Records for the exercise:
[Start of section]
PR #4, opened 2016-08-16
Fix order of application for migrations

amacneil:
Go iterates through map keys in random order, causing migrations to also be applied in random order. I also added an explicit sort in case `ioutil.ReadDir()` gives us files in non-alphabetic order.

@defunctzombie @dthakur


defunctzombie:
amazing. LGTM

PR #8, opened 2017-03-01
Add musl target for Alpine support

amacneil:
Building with `CGO_ENABLED=0` results in a binary which can run on Alpine linux (with musl libc), but it also disables SQLite support.

Adding an additional target allows people to decide this tradeoff for themselves.


amacneil:
@defunctzombie

defunctzombie:
:partyparrot:

defunctzombie:
:+1:

defunctzombie:
might be nice to add something to the readme about it

amacneil:
Updated readme.

PR #9, opened 2017-04-17
Refactor dbmate package to be importable as a package

flowhamster:
Refactored dbmate to allow gocode to include dbmate as a vendor dependency. I wanted to make this change so that my golang tests could setup migrate and teardown database dependencies.

I realize that to do this pull request we will need to fix the package paths in the import headers on several files. Should be an easy fix. I did this as a fork in case so that I could reference this library while including any additional changes that you want.


amacneil:
👍 like the direction. I added you as collaborator so you can push it to a branch in this repo and test fixing up the import paths.

Is there any good argument for/against having all the separate packages (e.g. separate package for each driver, commands, utils, version etc)? If you look in the git history I actually started out having separate packages for each driver, but ended up moving to a flat structure because it seemed overkill.

soheil:
Would be interested to learn the pros/cons of having separate packages too, specially for smaller projects.

flowhamster:
There are a few different reasons and thoughts to separate things out into packages. From an IDE perspective smaller packages mean that you are exposing less in your API, which makes it a little easier to work develop with. It also reduces the vendor/build bloat of other projects that might include your project since a go build wouldnt necessarily have to include all the vendor dependencies that `dbmate/cmd/dbmate` would.

amacneil:
That makes sense, but in something this small, is there value in having things broken out to the point of having a separate `version` package? It seems overkill. Likewise, the drivers are pretty close to useless on their own, so they may as well just be part of the main package too.

flowhamster:
Created a new PR with the suggestion. In something this small it really doesnt matter. Let me know if the changes in #10 better reflect what you are thinking.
[End of section]
Exercise: Every entry above must be copied exactly.

Solution to this task:
PR #4, opened 2016-08-16
Fix order of application for migrations

amacneil:
Go iterates through map keys in random order, causing migrations to also be applied in random order. I also added an explicit sort in case `ioutil.ReadDir()` gives us files in non-alphabetic order.

@defunctzombie @dthakur


defunctzombie:
amazing. LGTM

PR #8, opened 2017-03-01
Add musl target for Alpine support

amacneil:
Building with `CGO_ENABLED=0` results in a binary which can run on Alpine linux (with musl libc), but it also disables SQLite support.

Adding an additional target allows people to decide this tradeoff for themselves.


amacneil:
@defunctzombie

defunctzombie:
:partyparrot:

defunctzombie:
:+1:

defunctzombie:
might be nice to add something to the readme about it

amacneil:
Updated readme.

PR #9, opened 2017-04-17
Refactor dbmate package to be importable as a package

flowhamster:
Refactored dbmate to allow gocode to include dbmate as a vendor dependency. I wanted to make this change so that my golang tests could setup migrate and teardown database dependencies.

I realize that to do this pull request we will need to fix the package paths in the import headers on several files. Should be an easy fix. I did this as a fork in case so that I could reference this library while including any additional changes that you want.


amacneil:
👍 like the direction. I added you as collaborator so you can push it to a branch in this repo and test fixing up the import paths.

Is there any good argument for/against having all the separate packages (e.g. separate package for each driver, commands, utils, version etc)? If you look in the git history I actually started out having separate packages for each driver, but ended up moving to a flat structure because it seemed overkill.

soheil:
Would be interested to learn the pros/cons of having separate packages too, specially for smaller projects.

flowhamster:
There are a few different reasons and thoughts to separate things out into packages. From an IDE perspective smaller packages mean that you are exposing less in your API, which makes it a little easier to work develop with. It also reduces the vendor/build bloat of other projects that might include your project since a go build wouldnt necessarily have to include all the vendor dependencies that `dbmate/cmd/dbmate` would.

amacneil:
That makes sense, but in something this small, is there value in having things broken out to the point of having a separate `version` package? It seems overkill. Likewise, the drivers are pretty close to useless on their own, so they may as well just be part of the main package too.

flowhamster:
Created a new PR with the suggestion. In something this small it really doesnt matter. Let me know if the changes in #10 better reflect what you are thinking.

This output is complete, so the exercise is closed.